* [Data for this task]
Issue #97, opened 2023-03-30
Add model metadata to database and enable linking Foundry data used for training


WillEngler:
We want to be able to link models to data they were trained on.

# Assumptions:
1. There will be a new top-level `models` object in the local data.json.
2. Each model has an optional linked_dataset field

# Acceptance Criteria
Given I search for a Garden that contains a pipeline that contains a model that was trained on a Foundry dataset, when I query it I see a link to the Foundry metadata in the returned record.

OwenPriceSkelly:
should we fold the `garden-ai model list` cli command into this story, since this is the story for the metadata that would be listed? or should those be different stories

WillEngler:
Probably time to incorporate Ben's connection schema: https://docs.google.com/document/d/1t0EeLSYB-UPaHs7zb8FZGYEqbfhNZXZB2iAewST3GwY/edit

WillEngler:
This ended up being pretty big so I needed to split it up. Phase 1 is up for review: https://github.com/Garden-AI/garden/pull/121

Also sorry I missed your question Owen ...

> should we fold the garden-ai model list cli command into this story, since this is the story for the metadata that would be listed? or should those be different stories

I'm fine either way, but I'd lean to not including it because this task is already pretty big.

WillEngler:
Also now that we have data in the "database" we can do something like `cat ~/.garden/data.json | jq ". | {models}"` as a workable model list command for now 😄

PR #121, opened 2023-04-28
Add model metadata to local DB on publication. Include option to link Foundry dataset.

WillEngler:
First phase of #97 

## Overview

Creates new top-level Model entity in the local "database". Saves model metadata to database during model registration. Also creates some new Pydantic models that make it easier to keep track of what data is going where:

- `LocalModel`: all the metadata we need from a user on their local model to register it.
- `RegisteredModel`: the metadata about a model that gets saved in the database and will get saved in the Search index.
- `DatasetConnection`: currently very specifically metadata about a Foundry dataset. Contained in a Connections list of a RegisteredModel as a first stab at implementing the [connection schema](https://docs.google.com/document/d/1t0EeLSYB-UPaHs7zb8FZGYEqbfhNZXZB2iAewST3GwY/edit).

This is only phase one. We still need to create an ownership relationship from RegisteredPipeline to RegisteredModel and then have that roll up into the denormalized Search representation of gardens. But this was plenty big for one PR, so this was a good place to stop and review.

## Discussion

Some refactoring in this PR:
- Split out the CLI tests into separate files.
-`upload_model` was getting to be a beast so I split it into sub-functions and DRYed part of it. (Might have to un-DRY it if different model flavors end up having quite different implementations.)

## Testing

Updated existing tests to cover newly added functionality like the option to link a dataset from the CLI. Added new test that exercises new DB functionality,

----
:books: Documentation preview :books:: https://garden-ai--121.org.readthedocs.build/en/121/


tests/cli/test_search.py
```diff
@@ -0,0 +1,61 @@
+from garden_ai.client import GardenClient
```
WillEngler, line 1: Nothing changed here - just split out

tests/cli/test_pipeline.py
```diff
@@ -0,0 +1,48 @@
+import string
```
WillEngler, line 1: Nothing changed here - just split out

tests/cli/test_garden.py
```diff
@@ -1,14 +1,8 @@
-import string
```
WillEngler, line 1: Nothing changed here - just split out

tests/cli/test_model.py
```diff
@@ -0,0 +1,43 @@
+import pytest
```
WillEngler, line 1: This is the CLI test file with actual changes! Do look at this one

WillEngler (commented):
Notes for reviewers

garden_ai/mlmodel.py
```diff
@@ -16,90 +17,150 @@ class ModelUploadException(Exception):
...
+
+    """
+
+    model_name: str = Field(...)
+    flavor: str = Field(...)
+    extra_pip_requirements: List[str] = Field(default_factory=list)
+    local_path: str = Field(...)
+    user_email: str = Field(...)
+    connections: List[DatasetConnection] = Field(default_factory=list)
+    namespaced_model_name: Optional[str]
```
OwenPriceSkelly, line 54: nit: while we're waiting for pydantic v2, looks like the preferred way to manipulate attributes on instances is to use `PrivateAttr` https://docs.pydantic.dev/latest/usage/models/#private-model-attributes

garden_ai/mlmodel.py
```diff
@@ -16,90 +17,150 @@ class ModelUploadException(Exception):
...
                 loaded_model = pickle.load(f)
-                mlflow.sklearn.log_model(
-                    loaded_model,
-                    user_email,
-                    registered_model_name=full_model_name,
-                    extra_pip_requirements=extra_pip_requirements,
-                )
-        elif flavor == "tensorflow" and pathlib.Path(model_path).is_dir:
+                log_model_variant = mlflow.sklearn.log_model
+        elif flavor == "tensorflow" and pathlib.Path(local_path).is_dir:
```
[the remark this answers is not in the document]
OwenPriceSkelly: looks like validators fire in order of appearance of their fields, and can include a `values` argument to get access to previously-validated fields -- [example](https://docs.pydantic.dev/latest/usage/validators/) from the docs

OwenPriceSkelly (changes requested):
just a couple of nits and some ✨pydantic pedantry✨

garden_ai/mlmodel.py
WillEngler: I don't want it to be private though. I just want it to be a function of other attributes.

garden_ai/mlmodel.py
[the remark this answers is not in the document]
OwenPriceSkelly: Oh no I agree, I just meant that a validator could enforce that the model_path string looks like a `directory/with/model` when flavor is pytorch vs looks like a `path/to/model.pkl` when flavor is sklearn, etc. That way, we'd only ever need `if flavor == "tensorflow": ...` instead of remembering to check both `if flavor == "tensorflow" and pathlib.Path(local_path).is_dir: ...`

garden_ai/mlmodel.py
OwenPriceSkelly: yeah no you're totally correct I misunderstood -- we do want this attribute in the json dump of the metadata, right? not sure why I thought we didn't when I wrote that

garden_ai/mlmodel.py
```diff
@@ -16,90 +17,150 @@ class ModelUploadException(Exception):
...
+    flavor (str): The framework used for this model. One of "sklearn", "tensorflow", or "torch".
+    extra_pip_requirements (List[str]), optional
+        A list of additional pip requirements needed to load and/or run the model.
+        Defaults to None.
+    local_path (str): Where the model is located on disk. Can be a file or a directory depending on the flavor.
+    user_email (str): The email address of the user uploading the model.
+
+    """
+
+    model_name: str = Field(...)
```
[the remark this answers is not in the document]
WillEngler: Yeah good idea

garden_ai/mlmodel.py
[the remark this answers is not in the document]
WillEngler: I think this is where I'm confused. As I understand it, `pathlib.Path(local_path).is_dir` is checking the filesystem. So you could do some kind of check in the validator for file endings maybe, but you would still need to check later that the file/directory is indeed a file/directory on the filesystem. I just don't see a lot of value in an upfront check that could only use heuristics.

garden_ai/mlmodel.py
WillEngler: > we do want this attribute in the json dump of the metadata, right?

Yeah exactly

garden_ai/mlmodel.py
```diff
@@ -16,90 +17,150 @@ class ModelUploadException(Exception):
...
+class RegisteredModel(BaseModel):
+    """
+    The ``RegisteredModel`` class represents all the metadata
+    we want to publicly expose about an ML model that has been registered with Garden.
+
+    Args:
+    model_name (str): A short and descriptive name of the model
+    version (str): What
+    flavor (str): The framework used for this model. One of "sklearn", "tensorflow", or "torch".
+    extra_pip_requirements (List[str]), optional
```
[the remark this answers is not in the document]
WillEngler: d'oh, fixed

OwenPriceSkelly (approved):
lgtm!

PR #126, opened 2023-05-04
Fetch remote garden from Globus Search

### LINKED ISSUE #123: Add ability to pull down Garden object from remote metadata
We need a way for SDK users to create a Garden object in their code by querying by DOI. This will allow users to execute pipelines remotely without having metadata about it saved locally.

# Assumptions:
1. There will be a new `get_garden_by_doi` method on the GardenClient object.
2. This will attempt to fetch a garden from Globus Search

# Acceptance Criteria
Given someone has published a garden, when I call my_client.get_garden_by_doi(published_doi), then I get a Garden object back populated with the remote garden's metadata.

WillEngler:
Closes #123 

## Overview

Adds `client.get_garden_by_id` and `client.get_garden_by_doi` methods that query Globus Search for gardens matching those IDs. It then constructs a Garden locally with the remote metadata and attaches the MLFlow variables needed to execute pipelines in the garden remotely.

Now we can do things like this with a Garden that has been published:

```
> from garden_ai import GardenClient
> gc = GardenClient()
> owen_garden = gc.get_garden_by_id("fcd7dca6-0622-4af5-a20d-6690418a1dae")
> import pandas as pd; test_df = pd.DataFrame({'smiles': ['c1ccccc1', 'n1ccccc1', 'o1cccc1']})
> res = owen_garden.ionization_potential_predictor(test_df, endpoint="86a47061-f3d9-44f0-90dc-56ddc642c000")
> print(res)
[7.84181567 8.49960351 7.8868247 ]
```

## Discussion

We need to give some of our Globus Search usage a second pass. For example, right now there is nothing stopping someone from posting lots of different gardens with the same DOI, which should probably be impossible.

Also, I did some refactoring of the search code. Basically I just pulled the stuff that hits Globus Search into a separate file.

## Testing

Added new unit tests to test how we handle different search responses and a new integration test for an end to end test of pulling a garden from remote metadata.


garden_ai/gardens.py
```diff
@@ -142,6 +142,24 @@ def pipeline_names(self) -> List[str]:
             names += [name]
         return names
 
+    def _set_pipelines_from_remote_metadata(self, pipeline_metadata: list[dict]):
```
OwenPriceSkelly, line 145: ok more qualitatively, this does make me a little nervous bc now there's a way to have a Garden instance refer to/call a pipeline even if it doesn't actually have that pipeline's ID registered -- I think the shortest way home is to just add a check to assert that `pipeline.uuid in self.pipeline_ids`, but I wonder if this is the "`RegisteredPipeline`" moment for gardens, i.e. one kind lives locally and can be messed with, and one is the stricter representation of a published record. Maybe `PublishedGarden` instantiates from search results and `Garden` instantiates from local data?

garden_ai/gardens.py
```diff
@@ -142,6 +142,24 @@ def pipeline_names(self) -> List[str]:
...
+        pipelines = []
+        for meta in pipeline_metadata:
+            try:
+                pipeline = RegisteredPipeline(**meta)
+                pipeline._env_vars = self._env_vars
+                pipelines.append(pipeline)
+            except ValidationError as e:
+                logger.warning(
+                    f"Could not parse pipeline: {json.dumps(meta)}. {e.__str__()}"
+                )
```
OwenPriceSkelly, line 159: if you add a bare `raise` here it'll also re-raise the validation error, which is usually pretty-printed/tries to be human readable

tests/integrations/test_search.py
```diff
@@ -0,0 +1,15 @@
...
+
+@pytest.mark.integration
+def test_get_pipeline_from_gsearch():
+    client = GardenClient()
+    doi = "10.23677/w2ty-gv07"
+    garden_id = "fcd7dca6-0622-4af5-a20d-6690418a1dae"
+    garden = client.get_garden_by_id(garden_id)
+    same_garden = client.get_garden_by_doi(doi)
+    assert same_garden.pipeline_ids[0] == UUID("50039c98-b6c6-415a-b11b-9a0845c0a9b8")
+    assert garden.pipeline_ids[0] == UUID("50039c98-b6c6-415a-b11b-9a0845c0a9b8")
```
OwenPriceSkelly, line 15: I think `assert same_garden == garden` should work too here

OwenPriceSkelly: unless `@property` stuff makes that comparison weird

tests/test_search.py
```diff
@@ -0,0 +1,39 @@
...
+
+
+def test_get_by_doi_valid(mocker, valid_search_by_doi):
+    mock_search_client = mocker.MagicMock(SearchClient)
+    mock_search_client.search = mocker.Mock(
+        return_value=MockSearchResult(valid_search_by_doi)
+    )
+    garden = garden_search.get_remote_garden_by_doi("foo", {}, mock_search_client)
+    # Simple check that garden was populated with fields.
+    assert garden.year == "1863"  # Old timey Mendel year
```
OwenPriceSkelly, line 20: 👴🏻🫛

tests/integrations/test_search.py
WillEngler: Ah but the thing is that I don't want to just confirm they're the same. I want to see that it pulled down what I expected from the remote index. (Like they might equal each other but be wrong in the same way.)

garden_ai/client.py
```diff
@@ -388,6 +389,16 @@ def get_registered_pipeline(
...
+        self._set_up_mlflow_env()
+        return {
+            "MLFLOW_TRACKING_TOKEN": os.environ["MLFLOW_TRACKING_TOKEN"],
+            "MLFLOW_TRACKING_URI": os.environ["MLFLOW_TRACKING_URI"],
+        }
+
+    def get_email(self) -> str:
+        return local_data._get_user_email()
+
     def get_registered_garden(self, identifier: Union[UUID, str]) -> Garden:
```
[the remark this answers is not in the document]
WillEngler: I think I like the "both" idea!

OwenPriceSkelly (approved):
lgtm!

* [Action item] Scan the entries above, and wherever a line holds the string "directory", copy it.

* [Solution for this problem]
OwenPriceSkelly: Oh no I agree, I just meant that a validator could enforce that the model_path string looks like a `directory/with/model` when flavor is pytorch vs looks like a `path/to/model.pkl` when flavor is sklearn, etc. That way, we'd only ever need `if flavor == "tensorflow": ...` instead of remembering to check both `if flavor == "tensorflow" and pathlib.Path(local_path).is_dir: ...`
+    local_path (str): Where the model is located on disk. Can be a file or a directory depending on the flavor.
WillEngler: I think this is where I'm confused. As I understand it, `pathlib.Path(local_path).is_dir` is checking the filesystem. So you could do some kind of check in the validator for file endings maybe, but you would still need to check later that the file/directory is indeed a file/directory on the filesystem. I just don't see a lot of value in an upfront check that could only use heuristics.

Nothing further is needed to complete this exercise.